(Entries shown Opens)

PR #19557, opened 2020-08-15
New version: SnoopCompileBot 2

aminya:


aminya:
@DilumAluthge Could you help with this? I cannot seem to be able to make this work

DilumAluthge:
What are you trying to accomplish?

If you want to register a new version of a package, just use Registrator (either the GitHub App or the web interface at JuliaHub.com)

DilumAluthge:
Now I've figured out what's going on. You want to remove the old "SnoopCompileBot" package (currently a subdirectory of SnoopCompile.jl) and replace it with https://github.com/aminya/SnoopCompileBot.jl

Unfortunately, "SnoopCompileBot" already has multiple registered versions in the registry, and those `git-tree-sha1` entries point to git trees that live in the `git@github.com:timholy/SnoopCompile.jl.git`.

If we change the URL of "SnoopCompileBot" to point to the https://github.com/aminya/SnoopCompileBot.jl repo, this will break everything, because the required `git-tree-sha` will not be found in the https://github.com/aminya/SnoopCompileBot.jl repos.

In short, unless I am mistaken, it is not possible to make this change, because it would be equivalent to deleting a package from the General registry, which we do not allow.

You will need to rename https://github.com/aminya/SnoopCompileBot.jl to something else (e.g. SnoopCompileBot2) and register it with the new name.

cc: @aminya 
cc: @timholy 

cc: @KristofferC 
cc: @StefanKarpinski

aminya:
The old package does not work anymore because this was a package that was used mostly in GitHubActions, and I had forgotten to pin the version in the workflow file. So always the latest version is used. But recently SnoopCompile was published without SnoopCompileBot in it, and so all the packages are broken!

I just want to fix it using the new API.

DilumAluthge:
Can you point me to an example of a failed GitHub Actions run? This will help determine what the best course of action is.

aminya:
Here it is one of them for example: https://github.com/JuliaPlots/Plots.jl/pull/2898#issuecomment-673365763 Plots.jl needs this ASAP.

DilumAluthge:
I see. So the SnoopCompileBot functionality has been completely removed from SnoopCompile.

Unfortunately there is no way to fix this in the registry. You will need to register `SnoopCompileBot2` as a new package. Then, you will need to make pull requests to update the GitHub Actions workflow files.

DilumAluthge:
If I am incorrect about this, @StefanKarpinski or @KristofferC will be able to correct me.

aminya:
This is a side effect that I did not know about. Monorepo caused many issues and headaches for us, and we decided to move away from it. But now I am seeing that using a monorepo has a punishment that is not fixable!

fredrikekre:
Just mirror the trees in the new repo.

DilumAluthge:
> Just mirror the trees in the new repo.

Could you explain how to do that?

fredrikekre:
Check out the old trees in the new repo and then tag with the same version number for example.

aminya:
Thanks! That is a clever solution 🎉  I'll do that this week. I am quite busy right now.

(Entries shown Closes)

§ **Required action**: Restate, word for word, the listing above from its first line through the line that contains "already has multiple", keeping both of those lines.

§ **Your solution**:
PR #19557, opened 2020-08-15
New version: SnoopCompileBot 2

aminya:


aminya:
@DilumAluthge Could you help with this? I cannot seem to be able to make this work

DilumAluthge:
What are you trying to accomplish?

If you want to register a new version of a package, just use Registrator (either the GitHub App or the web interface at JuliaHub.com)

DilumAluthge:
Now I've figured out what's going on. You want to remove the old "SnoopCompileBot" package (currently a subdirectory of SnoopCompile.jl) and replace it with https://github.com/aminya/SnoopCompileBot.jl

Unfortunately, "SnoopCompileBot" already has multiple registered versions in the registry, and those `git-tree-sha1` entries point to git trees that live in the `git@github.com:timholy/SnoopCompile.jl.git`.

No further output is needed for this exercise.